We are absolutely partners. While she may bring home less money she more than makes up for it everything else she does for us. I would not want to be with a woman who could not balance we. I do not need someone to dominate or feel superior to. My wife and I together are strong than us apart.

I focus on my career, and my wife is pretty much at the helm day to day. It works for us.


----------



## TinyGirl (Apr 29, 2013)

These are his reasons for being a tyrant or whatever you choose to call him: I'm the head of the house and therefore I'm the boss, you don't earn any money so you have no say, being a stay home mom is nothing special and it doesn't mean you should have a say, since my name is on the paycheck it is all my money and that means I decide what to do with it. 

I've tried calmly explaining the fact that a marriage is an equal partnership and that we need to work together, that just because I may not be actively earning money, I am saving us a lot of money by staying home and taking care of the kids and that it isn't as easy as he thinks it is. I've also tried to tell him that since a marriage is an equal partnership that I should have a say in things. I have told him how his actions make me feel and usually he says that I can either deal with it or leave because he doesn't run his life based off of emotions. 
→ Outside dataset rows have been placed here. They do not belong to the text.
PR #10214, opened 2022-07-28
Fixes #35290 - Katello rpm search via nvra also

pmoravec:
Add scoped_search on nvra. This helps user experience when filename does
not follow NVRA pattern.

Signed-off-by: Pavel Moravec <pmoravec@redhat.com>

Added scoped search on nvra over rpm objects.

??

Import a package with filename not following NVRA pattern (e.g. google-chrome-stable_current_x86_64.rpm) to a custo repo. Then search the repo by NVRA.


chris1984 (approved):
ACK works, thanks @pmoravec

PR #10215, opened 2022-07-28
Refs #35006 - Clean up unused Pulp 2 code

ekohl:
While this doesn't completely solve it (https://github.com/Katello/katello/pull/10176 aims for that), it already gets rid of a lot of unused code.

He has this saying, if you screw with me, my friends, family or job then you can piss off....basically he says this. If I remotely say ONE thing bad about any of those topics he goes off, yet if any of those things disrespect me, he doesn't do a blasted thing. It seems like any little thing sets him off.


----------



## SimplyAmorous (Nov 25, 2009)

TinyGirl said:


> These are his reasons for being a tyrant or whatever you choose to call him: *I'm the head of the house and therefore I'm the boss, you don't earn any money so you have no say, being a stay home mom is nothing special and it doesn't mean you should have a say, since my name is on the paycheck it is all my money and that means I decide what to do with it.*
> 
> I've tried calmly explaining the fact that a marriage is an equal partnership and that we need to work together, that just because I may not be actively earning money, I am saving us a lot of money by staying home and taking care of the kids and that it isn't as easy as he thinks it is. I've also tried to tell him that since a marriage is an equal partnership that I should have a say in things. I have told him how his actions make me feel and usually *he says that I can either deal with it or leave because he doesn't run his life based off of emotions. *
> 
> *He has this saying, if you screw with me, my friends, family or job then you can piss off*....basically he says this. If I remotely say ONE thing bad about any of those topics he goes off, yet if any of those things disrespect me, he doesn't do a blasted thing. It seems like any little thing sets him off.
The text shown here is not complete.